Why China’s economic downturn warrants more than a shrug from global investors

  • Investors may claim they are increasingly concerned about China, but important measures of sentiment suggest otherwise
  • The failure to reckon with a much sharper than expected slowdown in China is a grave mispricing of risk at a time when global growth is slowing sharply and central banks are preparing to tighten monetary policy

Are Chinese risks being assessed and priced accurately? It is a question that has been posed many times as China’s integration into the global economy has deepened over the past two decades.

It is also a major theme that applies to several countries and sectors, and which has become more of a concern since global asset prices became heavily distorted by central banks’ ultra-loose monetary policies.

Since the Covid-19 pandemic erupted, China has been a game of two halves. Last year, it was all about the country’s swift and vigorous recovery, underpinned by Beijing’s successful containment of the virus.

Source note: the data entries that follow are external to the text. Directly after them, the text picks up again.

Issue #650, opened 2017-04-04
F5 on Untitled-1 file in 0.12.1 with existing .vscode\launch.json from prev version hangs debugger


daviwil:
_From @dfinke on April 4, 2017 22:9_

This is the log.
[EditorServices.txt](https://github.com/PowerShell/PowerShellEditorServices/files/894657/EditorServices.txt)

and the launch.json
[launch.txt](https://github.com/PowerShell/PowerShellEditorServices/files/894658/launch.txt)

Indeed, one of the reasons many investors initially favoured China was that it was stimulus-shy, allowing it to focus on maintaining financial stability. This benefited the yuan, helping fuel foreign inflows into China’s bond market.
This year, however, China has become a major source of anxiety. The combination of a strong vaccine-driven reopening of the American and European economies, Beijing’s severe regulatory clampdown on the private sector and a much sharper than anticipated slowdown in China has caused a significant deterioration in sentiment towards the world’s second-largest economy.

04:01

Chinese manufacturing thrown into disarray as country's electricity crisis rolls on

Chinese manufacturing thrown into disarray as country's electricity crisis rolls on

In a sign of the degree to which China is perceived much more negatively by international investors, it is now the second-most important “tail risk” in markets after inflation, according to the findings of the latest Bank of America fund manager survey published on October 19.

Yet, quite often what worries markets does not translate into declines in asset prices. The MSCI World Index, a gauge of stocks in advanced economies, is currently trading close to a record high, the average spread on JPMorgan’s Corporate Emerging Market Bond Index (CEMBI) has risen less than 20 basis points in the past three months, while the VIX Index, Wall Street’s “fear gauge”, is only slightly above its historical low.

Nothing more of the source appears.